Staffing service centers under arrival-rate uncertainty

We consider the problem of staffing large-scale service centers with multiple customer classes and agent types operating under quality-of-service (QoS) constraints. We introduce formulations for a class of staffing problems, minimizing the cost of staffing while requiring that the long-run average QoS achieves a certain pre-specified level. The queueing models we use to define such service center staffing problems have random inter-arrival times and random service times. The models we study differ with respect to whether the arrival rates are deterministic or stochastic. In the deterministic version of the service center staffing problem, we assume that the customer arrival rates are known deterministically.

It is computationally challenging to solve our service center staffing problem with deterministic arrival rates. Thus, we provide an approximation and prove that the solution of our approximation is asymptotically optimal in the sense that the gap between the optimal value of the exact model and the objective function value of the approximate solution shrinks to zero as the size of the system grows large.
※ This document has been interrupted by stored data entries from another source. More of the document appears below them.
PR #1404, opened 2023-02-23
Remove unused shared secrets

Michkov:
Only used shared secret is redhat-appstudio-user-workload for ability to push to defalt user-workload quay repository.

Other secrets were used by internal services for pushing to quay and CI automation, that was solved by moving them to single namespace tekton-ci and setting external secrets for them.


psturc (approved):

components/shared-resources/globally-shared-secrets-clusterrole.yaml
```diff
@@ -11,9 +11,6 @@ rules:
       - sharedsecrets
     resourceNames:
       - redhat-appstudio-user-workload
-      - snyk-shared-secret
```
sbose78, line 14: remind me, what's the state of the snyk usage?

Michkov: currently pipelines are having parameter which expect secret name - https://github.com/redhat-appstudio/build-definitions/blob/main/pipelines/template-build/template-build.yaml#L49 
It's set for our pipelineruns in tekton-ci namespace. So used by our services and optional for customers (must set it).

Michkov: HACBS-1778

PR #1432, opened 2023-03-02
Remove duplicate crb

gbenhaim:
ClusterRoleBinding/prometheus-pipeline-service-exporter-reader is part of applications argocd/monitoring-workload-prometheus-stone-prd-rh01 and pipeline-service-stone-prd-rh01.


bamachrn (changes requested):
this is not exactly duplicate of the other declaration https://github.com/openshift-pipelines/pipeline-service/blob/main/operator/gitops/argocd/pipeline-service/metrics-exporter/clusterrolebinding.yaml. may be we should remove the `prometheus` name from the other declaration. 

Then we dont need this PR. if we remove it from here, prometheus will not be able to access the metrics from pipeline-services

In our work, we also focus on doubly stochastic service center systems; that is, we focus on solving large-scale service center staffing problems when the arrival rates are uncertain in addition to the inherent randomness of the system's inter-arrival times and service times. This brings the modeling closer to reality. In solving the service center staffing problems with deterministic arrival rates, we provide a solution procedure for solving staffing problems for doubly stochastic service center systems. We consider a decision making scheme in which we must select staffing levels before observing the arrival rates. We assume that the decision maker has distributional information about the arrival rates at the time of decision making. In the presence of arrival-rate uncertainty, the decision maker's goal is to minimize the staffing cost, while ensuring the QoS achieves a given level. We show that as the system scales large in size, there is at most one key scenario under which the probability of waiting converges to a non-trivial value, i.e., a value strictly between 0 and 1. That is, the system is either over- or under-loaded in any other scenario as the size of the system grows to infinity. Exploiting this result, we propose a two-step solution procedure for the staffing problem with random arrival rates. In the first step, we use the desired QoS level to identify the key scenario corresponding to the optimal staffing level. After finding the key scenario, the random arrival-rate model reduces to a deterministic arrival-rate model. In the second step, we solve the resulting model, with deterministic arrival rate, by using the approximation model we point to above. The approximate optimal staffing level obtained in this procedure asymptotically converges to the true optimal staffing level for the random arrival-rate problem.

The decision making scheme we sketch above, assumes that the distribution of the random arrival rates is known at the time of decision making. In reality this distribution must be estimated based on historical data and experience, and needs to be updated as new observations arrive. Another important issue that arises in service center management is that in the daily operation in service centers, the daily operational period is split into small decision time periods, for example, hourly periods, and then the staffing decisions need to be made for all such time periods. Thus, to achieve an overall optimal daily staffing policy, one must deal with the interaction among staffing decisions over adjacent time periods. In our work, we also build a model that handles the above two issues. We build a two-stage stochastic model with recourse that provides the staffing decisions over two adjacent decision time periods, i.e., two adjacent decision stages. The model minimizes the first stage staffing cost and the expected second stage staffing cost while satisfying a service quality constraint on the second stage operation. A Bayesian update is used to obtain the second-stage arrival-rate distribution based on the first-stage arrival-rate distribution and the arrival observations in the first stage. The second-stage distribution is used in the constraint on the second stage service quality. After reformulation, we show that our two-stage model can be expressed as a newsvendor model, albeit with a demand that is derived from the first stage decision. We provide an algorithm that can solve the two-stage staffing problem under the most commonly used QoS constraints.

This work uses stochastic programming methods to solve problems arising in queueing networks. We hope that the ideas that we put forward in this dissertation lead to other attempts to deal with decision making under uncertainty for queueing systems that combine techniques from stochastic programming and analysis tools from queueing theory.